> _INSTRUCTIONS TO FOLLOW_: Show all lines below holding the string "effect".

> _PROVIDED RECORDS_:

PR #519, opened 2019-05-15
CollectorHttpClient should retry on OperationCanceledException

scottbommarito:
https://github.com/nuget/nugetgallery/issues/7138

`CollectorHttpClient` sometimes throws `OperationCanceledException` when making web requests while there is high network load (e.g. when processing 10,000 catalog leaves simultaneously). If a web request fails due to this reason, it suggests a client-side issue and the web request should be retried.


src/Catalog/RetryWithExponentialBackoff.cs
```diff
@@ -39,23 +39,28 @@ public async Task<HttpResponseMessage> SendAsync(HttpClient client, Uri address,
 
                     return httpResponse;
                 }
-                catch (HttpRequestException) when (IsTransientError(httpResponse))
+                catch (Exception e)
```
joelverhagen: UTs?

scottbommarito: lol good call

PR #520, opened 2019-05-15
Feed2Catalog should throttle its Azure storage requests

scottbommarito:
https://github.com/nuget/nugetgallery/issues/7138

Azure storage requests sometimes fail when there is high network load (e.g. when creating 10,000 catalog leaves simultaneously). This PR adds throttling (using `NuGet.Protocol`'s implementation) that prevents more storage requests than `ServicePointManager.DefaultConnectionLimit` from running simultaneously.


src/Catalog/NuGet.Services.Metadata.Catalog.csproj
```diff
@@ -254,6 +254,9 @@
     <PackageReference Include="NuGet.Packaging">
       <Version>5.0.0-preview1.5665</Version>
     </PackageReference>
+    <PackageReference Include="NuGet.Protocol">
+      <Version>4.8.0</Version>
```
joelverhagen: Align this version with NuGet.Packaging.

joelverhagen:
Please get one more sign off.

src/Ng/CommandHelpers.cs
```diff
@@ -27,6 +27,7 @@
 using CatalogAzureStorageFactory = NuGet.Services.Metadata.Catalog.Persistence.AzureStorageFactory;
 using CatalogAzureStorage = NuGet.Services.Metadata.Catalog.Persistence.AzureStorage;
 using CatalogFileStorageFactory = NuGet.Services.Metadata.Catalog.Persistence.FileStorageFactory;
+using NuGet.Protocol;
```
skofman1: sort usings

src/Catalog/Persistence/AzureStorage.cs
```diff
@@ -309,6 +292,7 @@ protected override async Task<StorageContent> OnLoadAsync(Uri resourceUri, Cance
 
             CloudBlockBlob blob = GetBlockBlobReference(name);
 
+            await _throttle.WaitAsync();
```
joelverhagen: This is one of the possible download paths in Feed2Catalog. There is also an `HttpClient`-based one. Do we ever hit that path in practice? If so, do we need the throttle there too?

src/Catalog/NuGet.Services.Metadata.Catalog.csproj
scottbommarito: done

src/Catalog/Persistence/AzureStorage.cs
scottbommarito: I wanted to be very cautious about how I applied this throttle. I could have applied this throttle to all of the V3 jobs but I only applied it to this job because it was the only one that seemed affected by the issue that the throttling mitigates.

Similarly, I never saw Feed2Catalog fail [in the `HttpClient`-based path](https://github.com/NuGet/NuGet.Services.Metadata/blob/master/src/Catalog/PackageCatalogItemCreator.cs#L191), so I don't feel like it's necessary to add it there.

Furthermore, the `HttpClient`-based path doesn't even seem to have any retry policy. I think we would want to add that first before adding throttling--but we haven't needed either in the past, so I'm hesitant to add it with this change.

joelverhagen: Sounds good.

PR #521, opened 2019-05-16
[Azure Search] Boost freshness

loic-sharma:
Add a scoring profile that gives reasonable relevancy by favoring packages with high download counts that have been updated recently. I tested this by indexing PROD and then trying queries from our OneNote by hand.

Addresses https://github.com/nuget/nugetgallery/issues/6904


src/NuGet.Services.AzureSearch/ScoringProfiles/NewlyPublishedAndDownloadCountBoosterProfile.cs
```diff
@@ -1,33 +1,45 @@
...
             Name,
             textWeights: new TextWeights
             {
                 Weights = new Dictionary<string, double>
                 {
-                    { IndexFields.PackageId, 10 },              // Exact match of the package id should be boosted higher.
-                    { IndexFields.TokenizedPackageId, 5 }
+                    { IndexFields.PackageId, 10 },              // Exact match of the package id should be boosted the highest.
+                    { IndexFields.TokenizedPackageId, 5 },
+                    { IndexFields.Tags, 1 },
```
loic-sharma: I believe @shishirx34 set this to be explicit, as it seems that a weight of `1` has no effect.  I will follow up with Azure Search team on this.

src/NuGet.Services.AzureSearch/ScoringProfiles/NewlyPublishedAndDownloadCountBoosterProfile.cs
```diff
@@ -1,33 +1,42 @@
...
-                    fieldName: IndexFields.Search.TotalDownloadCount,
+                    fieldName: IndexFields.Search.LogBase2DownloadCount,
                     boost: 100.0,
-                    parameters: new MagnitudeScoringParameters(2000, double.MaxValue, shouldBoostBeyondRangeByConstant: true),
-                    interpolation: ScoringFunctionInterpolation.Logarithmic)
+                    parameters: new MagnitudeScoringParameters(
+                        boostingRangeStart: 0,
+                        boostingRangeEnd: Math.Log(999_999_999_999, 2),
+                        shouldBoostBeyondRangeByConstant: true),
+                    interpolation: ScoringFunctionInterpolation.Linear)
```
loic-sharma: The `LogBase2DownloadCount` field has a smaller range than `TotalDownloadCount`, which makes comparing its boosted score to the `Published` freshness score significantly easier.

src/NuGet.Services.AzureSearch/ScoringProfiles/NewlyPublishedAndDownloadCountBoosterProfile.cs
```diff
@@ -1,33 +1,42 @@
...
 
+using System;
 using System.Collections.Generic;
 using Microsoft.Azure.Search.Models;
 using NuGet.Services.AzureSearch.SearchService;
 
 namespace NuGet.Services.AzureSearch.ScoringProfiles
 {
-    public class DownloadCountBoosterProfile
+    public class NewlyPublishedAndDownloadCountBoosterProfile
```
joelverhagen: Perhaps we should just call this `DefaultBoosterProfile` since it will iterate methodologies a lot? Or in the future will we add another class each time the approach changes?

As it stands right now, we're making a name that encodes the implementation detail which is a little unmaintainable.

src/NuGet.Services.AzureSearch/ScoringProfiles/NewlyPublishedAndDownloadCountBoosterProfile.cs
```diff
@@ -1,33 +1,42 @@
...
 // Licensed under the Apache License, Version 2.0. See License.txt in the project root for license information.
 
+using System;
 using System.Collections.Generic;
 using Microsoft.Azure.Search.Models;
 using NuGet.Services.AzureSearch.SearchService;
 
 namespace NuGet.Services.AzureSearch.ScoringProfiles
 {
-    public class DownloadCountBoosterProfile
```
joelverhagen: static class?

src/NuGet.Services.AzureSearch/ScoringProfiles/NewlyPublishedAndDownloadCountBoosterProfile.cs
```diff
@@ -1,33 +1,42 @@
...
+                    { IndexFields.PackageId, 10 },              // Exact match of the package id should be boosted the highest.
+                    { IndexFields.TokenizedPackageId, 5 },
                 }
             },
             functions: new List<ScoringFunction>()
             {
+                new FreshnessScoringFunction(
+                    fieldName: IndexFields.Published,
+                    boost: 5.0,
+                    boostingDuration: new TimeSpan(365, 0, 0, 0),
```
joelverhagen: Could you leave code comments about the rational on each of these functions?

joelverhagen: Each `ScoringFunction` that is

src/NuGet.Services.AzureSearch/ScoringProfiles/NewlyPublishedAndDownloadCountBoosterProfile.cs
```diff
@@ -1,33 +1,42 @@
...
                     boost: 100.0,
-                    parameters: new MagnitudeScoringParameters(2000, double.MaxValue, shouldBoostBeyondRangeByConstant: true),
-                    interpolation: ScoringFunctionInterpolation.Logarithmic)
+                    parameters: new MagnitudeScoringParameters(
+                        boostingRangeStart: 0,
+                        boostingRangeEnd: Math.Log(999_999_999_999, 2),
+                        shouldBoostBeyondRangeByConstant: true),
+                    interpolation: ScoringFunctionInterpolation.Linear)
             },
             functionAggregation: ScoringFunctionAggregation.Sum);
```
joelverhagen: Rational on `Sum` too.

src/NuGet.Services.AzureSearch/SearchDocumentBuilder.cs
```diff
@@ -201,6 +201,7 @@ public SearchDocument.LatestFlags LatestFlagsOrNull(VersionLists versionLists, S
                 owners: owners);
             DocumentUtilities.PopulateMetadata(document, packageId, package);
             document.TotalDownloadCount = totalDownloadCount;
+            document.LogBase2DownloadCount = Math.Log(totalDownloadCount, 2.0);
```
joelverhagen: We're real programmer now 🥇

loic-sharma: 👨‍🔬

loic-sharma:
@joelverhagen Would you mind giving a quick peek over the comments? Thanks!

tests/NuGet.Services.AzureSearch.Tests/SearchDocumentBuilderFacts.cs
```diff
@@ -493,6 +493,7 @@ public async Task SetsExpectedProperties(SearchFilters searchFilters, string exp
     {
       ""@search.action"": ""upload"",
       ""totalDownloadCount"": 1001,
+      ""logBase2DownloadCount"": 9.9672262588359928,
```
agr: This looks like it can be a source of test flakiness:
* It assumes that log2 function will always produce certain value (according to [Wolfram Alpha](https://www.wolframalpha.com/input/?i=log2(1001)) the last 2 digits here are wrong);
* It assumes the JSON serialization uses certain precision and rounding rules.

If any of the above changes (with version upgrade), test might start to fail.

src/NuGet.Services.AzureSearch/ScoringProfiles/DefaultScoringProfile.cs
```diff
@@ -0,0 +1,55 @@
...
+                        boostingRangeEnd: Math.Log(999_999_999_999, 2),
+                        shouldBoostBeyondRangeByConstant: true),
+                    interpolation: ScoringFunctionInterpolation.Linear),
+
+                // Boost results with a recent published date. We use a quadatric interpolation
+                // so that the boost decreases faster as the publish date nears the end of the boost range.
+                new FreshnessScoringFunction(
+                    fieldName: IndexFields.Published,
+                    boost: 5.0,
+                    boostingDuration: new TimeSpan(365, 0, 0, 0),
```
agr: `TimeSpan.FromDays(365)`?

tests/NuGet.Services.AzureSearch.Tests/SearchDocumentBuilderFacts.cs
loic-sharma: Let's reassess this if/when this test proves to be flaky.

src/NuGet.Services.AzureSearch/ScoringProfiles/DefaultScoringProfile.cs
```diff
@@ -0,0 +1,55 @@
...
+            },
+            functions: new List<ScoringFunction>()
+            {
+                // Greatly boost results with high download counts. We score off the log of the download count
+                // with linear interpolation so that the boost slows down at higher download counts. We cannot
+                // use the raw download count with a log interpolation as that would result in a large boosting
+                // range, which would need to be offset by an unmanageably high boosting factor.
+                new MagnitudeScoringFunction(
+                    fieldName: IndexFields.Search.LogBase2DownloadCount,
+                    boost: 100.0,
```
cristinamanum: Should these values be configurable in a configuration file?

loic-sharma: Good question. Currently, changing these values requires an index rebuild so I'm leaning more towards keeping these values in code. Please let me know if you feel strongly.

PR #522, opened 2019-05-17
Add deprecation information to the catalog if provided

scottbommarito:
Part of https://github.com/nuget/engineering/issues/2383

This PR adds the ability for deprecation information to flow into the catalog if it is provided by F2C (soon to be DB2C). Currently deprecation information is not fetched so this change will not have any effect.


src/Catalog/PackageCatalogItem.cs
```diff
@@ -94,6 +103,52 @@ public override IGraph CreateContentGraph(CatalogContext context)
...
+                // assert message to deprecation root node
+                if (Deprecation.Message != null)
+                {
+                    graph.Assert(
+                        deprecationRootNode,
+                        graph.CreateUriNode(Schema.Predicates.DeprecationMessage),
+                        graph.CreateLiteralNode(Deprecation.Message));
+                }
+
+                if (Deprecation.AlternatePackage != null)
```
joelverhagen: Our DB allows multiple deprecations. Do think it's right to start with it being an array of deprecations but today only ever have one or zero?

src/Catalog/Schema.cs
```diff
@@ -153,6 +153,13 @@ public static class Predicates
             public static readonly Uri LicenseFile = new Uri(Prefixes.NuGet + "licenseFile");
 
             public static readonly Uri IconFile = new Uri(Prefixes.NuGet + "iconFile");
+
+            public static readonly Uri Deprecation = new Uri(Prefixes.NuGet + "deprecation");
+            public static readonly Uri DeprecationReasons = new Uri(Prefixes.NuGet + "reasons");
+            public static readonly Uri DeprecationMessage = new Uri(Prefixes.NuGet + "message");
+            public static readonly Uri DeprecationAlternatePackage = new Uri(Prefixes.NuGet + "alternatePackage");
+            public static readonly Uri DeprecationAlternatePackageId = new Uri(Prefixes.NuGet + "id");
+            public static readonly Uri DeprecationAlternatePackageVersion = new Uri(Prefixes.NuGet + "version");
```
joelverhagen: This is a version range not version, right?

src/Catalog/PackageDeprecationItem.cs
```diff
@@ -0,0 +1,70 @@
...
+
+                if (version == null)
+                {
+                    throw new ArgumentNullException(nameof(version));
+                }
+
+                Version = new VersionRange(
+                    minVersion: NuGetVersion.Parse(version),
+                    maxVersion: NuGetVersion.Parse(version),
+                    includeMaxVersion: true).ToNormalizedString();
```
joelverhagen: I think we should be explicit about `includeMinVersion: true` for clarity.

src/Catalog/PackageDeprecationItem.cs
```diff
@@ -0,0 +1,70 @@
...
+            {
+                throw new ArgumentNullException(nameof(reasons));
+            }
+
+            if (!reasons.Any())
+            {
+                throw new ArgumentException(nameof(reasons));
+            }
+
+            Reasons = reasons;
```
joelverhagen: nit: `IReadOnlyList` is a bit more usable

src/Catalog/PackageDeprecationItem.cs
```diff
@@ -0,0 +1,70 @@
...
+using System.Linq;
+using NuGet.Versioning;
+
+namespace NuGet.Services.Metadata.Catalog
+{
+    public class PackageDeprecationItem
+    {
+        public PackageDeprecationItem(
+            IReadOnlyCollection<string> reasons,
+            string message = null,
```
joelverhagen: I think all of these parameters should be explicit since they are all known at the same time from DB, i.e. no defaults are necessary.

src/Catalog/PackageDeprecationItem.cs
```diff
@@ -0,0 +1,70 @@
...
+            Reasons = reasons;
+            Message = message;
+            AlternatePackage = alternatePackage;
+        }
+
+        public IReadOnlyCollection<string> Reasons { get; }
+        public string Message { get; }
+        public PackageDeprecationAlternatePackageItem AlternatePackage { get; }
+
+        public class PackageDeprecationAlternatePackageItem
```
joelverhagen: Nesting classes is not necessary here. Makes things more verbose than is necessary.

src/Catalog/PackageDeprecationItem.cs
```diff
@@ -0,0 +1,70 @@
...
+        {
+            public PackageDeprecationAlternatePackageItem(
+                string id)
+            {
+                Id = id ?? throw new ArgumentNullException(nameof(id));
+
+                // There is a bug in NuGet.Versioning preventing us from using VersionRange to calculate this.
+                // https://github.com/NuGet/Home/issues/6697
+                Version = "*";
```
joelverhagen: This logic should not be here IMO. This should just be a dumb model that accepts the version range.

src/Catalog/Schema.cs
```diff
@@ -153,6 +153,13 @@ public static class Predicates
             public static readonly Uri LicenseFile = new Uri(Prefixes.NuGet + "licenseFile");
 
             public static readonly Uri IconFile = new Uri(Prefixes.NuGet + "iconFile");
+
+            public static readonly Uri Deprecation = new Uri(Prefixes.NuGet + "deprecation");
+            public static readonly Uri DeprecationReasons = new Uri(Prefixes.NuGet + "reasons");
```
joelverhagen: `deprecationReasons`

joelverhagen: I think all 5 of these latter deprecation predicates should include "deprecation" in their URI

src/Catalog/PackageDeprecationItem.cs
```diff
@@ -0,0 +1,70 @@
...
+using System;
+using System.Collections.Generic;
+using System.Linq;
+using NuGet.Versioning;
+
+namespace NuGet.Services.Metadata.Catalog
+{
+    public class PackageDeprecationItem
+    {
+        public PackageDeprecationItem(
```
joelverhagen: Can't this be the same entity as what gallery uses?

src/Catalog/PackageCatalogItem.cs
```diff
@@ -21,13 +21,22 @@ public class PackageCatalogItem : AppendOnlyCatalogItem
...
+            PackageDeprecationItem deprecation = null)
         {
             NupkgMetadata = nupkgMetadata;
             CreatedDate = createdDate;
             LastEditedDate = lastEditedDate;
             PublishedDate = publishedDate;
+            Deprecation = deprecation;
         }
 
         public override IGraph CreateContentGraph(CatalogContext context)
```
cristinamanum: Is there an UnitTest for this method?

src/Catalog/PackageCatalogItem.cs
```diff
@@ -94,6 +103,52 @@ public override IGraph CreateContentGraph(CatalogContext context)
...
+                // assert deprecation root node to subject
+                var deprecationPredicate = graph.CreateUriNode(Schema.Predicates.Deprecation);
+                var deprecationRootNode = graph.CreateUriNode(new Uri(resource.Subject.ToString() + "#deprecation"));
+                graph.Assert(resource.Subject, deprecationPredicate, deprecationRootNode);
+
+                // assert reasons to deprecation root node
+                var deprecationReasonRootNode = graph.CreateUriNode(Schema.Predicates.DeprecationReasons);
+                foreach (var reason in Deprecation.Reasons)
+                {
+                    var reasonNode = graph.CreateLiteralNode(reason);
```
cristinamanum: Can the reason be null?

joelverhagen:
Please verify that if there is a single reason, it is still put into an array.

joelverhagen:
If the domain only allows a single deprecation per package, I think we should assert on the graph right before rendering to JSON that there is the proper cardinality of properties (e.g. 0 or 1 deprecation per package, 1 to n reasons, zero or one alternative package IDs, etc).

src/Catalog/Schema.cs
scottbommarito: Yes, but the field is titled "version", which is why I chose this instead of "VersionRange" or similar.

joelverhagen: Hm... okay. Sounds good.

src/Catalog/Schema.cs
scottbommarito: I tried that, but what ended up happening was the object had the shape
```
"deprecation": {
    "deprecationReasons": [ ... ],
    "deprecationMessage": "...",
    "..."
}
```
which I didn't want.

If you know a way to change this URI in a way that makes it unique and keeps the name, I'd love too.

src/Catalog/PackageCatalogItem.cs
scottbommarito: Good point, however, even though we have multiple deprecations, the idea was always for there to only be a single ACTIVE deprecation.

Having multiple deprecations was always intended to be "this is a deprecation I think you should apply to your package" or "this is a deprecation that our automated security scanning added to your package" and not meant to be actually visible.

src/Catalog/PackageDeprecationItem.cs
scottbommarito: I have no problem with that--I mainly did it like this so it was very easy for @xavierdecoster to pass the deprecation info into this code.

src/Catalog/PackageCatalogItem.cs
joelverhagen: I see, so we don't foresee users ever seeing multiple deprecation models on one package at the same time.

src/Catalog/PackageDeprecationItem.cs
scottbommarito: Because we aren't using EF, it seems very odd to me to take a dependency on `NuGet.Services.Entities` only for the purpose of converting the output of a SQL query into an EF model before we serialize it into something else. If it was EF I'd agree.

src/Catalog/PackageCatalogItem.cs
scottbommarito: nope, and `Deprecation.Reasons` throws if it's null or empty.

src/Catalog/Schema.cs
joelverhagen: does `deprecation/reasons` work?

src/Catalog/PackageCatalogItem.cs
scottbommarito: AFAIK the only testing around this is through the `FeedHelpers` tests that I edited below. The methods on `FeedHelpers` that are tested call this method. If I saw tests on this method alone I would have added them.

src/Catalog/Schema.cs
joelverhagen: I don't know all of JSON-LD conventions.

src/Catalog/PackageDeprecationItem.cs
joelverhagen: Okay, sounds good.

src/Catalog/Schema.cs
scottbommarito: I think I tried it but I will double check. If I remember correct it did some very very strange things.

src/Catalog/PackageDeprecationItem.cs
scottbommarito: I wanted to better enforce that the only possible states for a `PackageDeprecationItem` are
- no alternate package
- alternate package with both ID and version specified

Now that I think about it, it would be easier to just enforce those things in the constructor.

joelverhagen: I don't understand how nesting classes and validation are related.

src/Catalog/Schema.cs
scottbommarito: Note: I looked at existing catalog pages and saw that dependency version ranges have `range` as the property name instead of `version`. Do you think I should switch to that syntax? I think it would improve the readability of the code.

src/Catalog/Schema.cs
joelverhagen: Either the field name is made more generic or the URI is made more specific. the current name of the field is very specific but the URI is very generic

src/Catalog/PackageCatalogItem.cs
scottbommarito: Yes, and I think even if we did, we would be combining them to a single visible deprecation for clients to consume.

src/Catalog/PackageDeprecationItem.cs
scottbommarito: I will probably just make this accept a string.

src/Catalog/Schema.cs
joelverhagen: Well, there is the RDF answer and the more down to earth answer for what we want our JSON to look like. You could make arguments either way. I personally think it's wrong to come up with new names for the same thing, but you could argue this is a different thing since package dependencies should not allow `*` but deprecation does.

In short, I think `range` is a more consistent name.

scottbommarito: switching to `range`

src/Catalog/Schema.cs
joelverhagen: Notice all other predicates today have the field name exactly matching the URI suffix. I would go that route, personally by removing "deprecation" from the field name

scottbommarito:
@joelverhagen - yup, individual reasons are not put into an array with this code, will fix

src/Catalog/PackageDeprecationItem.cs
scottbommarito: With a nested class, callers can only provide either null or a `PackageDeprecationAlternatePackageItem`. This enforces that they can't provide an invalid combination of IDs and versions to this constructor...but in retrospect it just moves that logic to the constructor or `PackageDeprecationAlternatePackageItem`. I removed the nested classes to simplify the code.

src/Catalog/Schema.cs
scottbommarito: `#deprecation/reasons` becomes `http://schema.nuget.org/reasons` in the output...I will try to find a better way

src/Catalog/PackageDeprecationItem.cs
```diff
@@ -0,0 +1,46 @@
...
+
+using System;
+using System.Collections.Generic;
+using System.Linq;
+
+namespace NuGet.Services.Metadata.Catalog
+{
+    public class PackageDeprecationItem
+    {
+        public PackageDeprecationItem(
```
skofman1: please add a comment on how input is expected to look

tests/CatalogTests/Helpers/FeedHelpersTests.cs
```diff
@@ -303,12 +303,35 @@ public async Task DownloadMetadata2CatalogAsync_WhenCreatedPackagesIsTrue_WithNo
...
+
         [Theory]
-        [InlineData(true, true)]
-        [InlineData(false, true)]
-        [InlineData(true, false)]
-        [InlineData(false, false)]
-        public async Task DownloadMetadata2CatalogAsync_WithOnePackage_UpdatesStorage(bool createdPackages, bool updateCreatedFromEdited)
+        [MemberData(nameof(DownloadMetadata2CatalogAsync_WithOnePackage_UpdatesStorage_Data))]
+        public async Task DownloadMetadata2CatalogAsync_WithOnePackage_UpdatesStorage(bool createdPackages, bool updateCreatedFromEdited, PackageDeprecationItemState deprecationState)
         {
```
skofman1: add comments to the test:
// Arrange
// Act
// Assert

tests/CatalogTests/Helpers/FeedHelpersTests.cs
```diff
@@ -321,11 +344,44 @@ public async Task DownloadMetadata2CatalogAsync_WithOnePackage_UpdatesStorage(bo
...
+                    case PackageDeprecationItemState.DeprecatedWithAlternateVersion:
+                        deprecationItem = new PackageDeprecationItem(
+                            new[] { "first", "second" },
+                            "this is the message",
+                            "theId", 
+                            "2.4.5");
+                        break;
+                    default:
+                        throw new ArgumentException(nameof(deprecationState));
+                }
```
skofman1: move to a separate method, also, there are some opportunities to reduce code duplication.

tests/CatalogTests/TestData/CatalogTestData.cs
```diff
@@ -132,7 +133,7 @@ internal static class CatalogTestData
   ""authors"": ""James Newton-King"",
   ""catalog:commitId"": ""{1}"",
   ""catalog:commitTimeStamp"": ""{2}"",
-  ""created"": ""{3}"",
+  ""created"": ""{3}"",{6}
```
skofman1: why here? Perhaps under {5}? :)

src/Catalog/Schema.cs
scottbommarito: Figured out a way to do it using `@context`...but it's very ugly and will break if we add any other properties with the same name. I will make the field name more generic instead.

In case you were curious...

In `Schema.cs`:
```
            public static readonly Uri DeprecationReasons = new Uri(Prefixes.NuGet + "deprecationReasons");
            public static readonly Uri DeprecationMessage = new Uri(Prefixes.NuGet + "deprecationMessage");
            public static readonly Uri DeprecationAlternatePackage = new Uri(Prefixes.NuGet + "deprecationAlternatePackage");
            public static readonly Uri DeprecationAlternatePackageId = new Uri(Prefixes.NuGet + "deprecationAlternatePackageId");
            public static readonly Uri DeprecationAlternatePackageRange = new Uri(Prefixes.NuGet + "deprecationAlternatePackageRange");
```

In `PackageDetails.json`:
```
        "reasons" : { "@id": "deprecationReasons", "@container" : "@set" },
        "message" : { "@id": "deprecationMessage" },
        "alternatePackage" : { "@id": "deprecationAlternatePackage" },
        "id" : { "@id": "deprecationAlternatePackageId" },
        "range" : { "@id": "deprecationAlternatePackageRange" }
```

tests/CatalogTests/TestData/CatalogTestData.cs
scottbommarito: The deprecation info gets put here due because JSON-LD alphabetizes the fields.

It was either I do this or rearrange the existing format parameters. I thought this was a smaller additive change.

src/Catalog/PackageDeprecationItem.cs
scottbommarito: done

src/Catalog/PackageCatalogItem.cs
scottbommarito: I found some tests for the method. They seem more geared towards reading a `nupkg` from disk and asserting the output. Unfortunately, however, it seems substantially harder to add this additional logic to there. Given that I'm already testing the behavior in the other tests, I think it's fine not to add it here.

> _SOLVED PROBLEM_:
loic-sharma: I believe @shishirx34 set this to be explicit, as it seems that a weight of `1` has no effect.  I will follow up with Azure Search team on this.
This PR adds the ability for deprecation information to flow into the catalog if it is provided by F2C (soon to be DB2C). Currently deprecation information is not fetched so this change will not have any effect.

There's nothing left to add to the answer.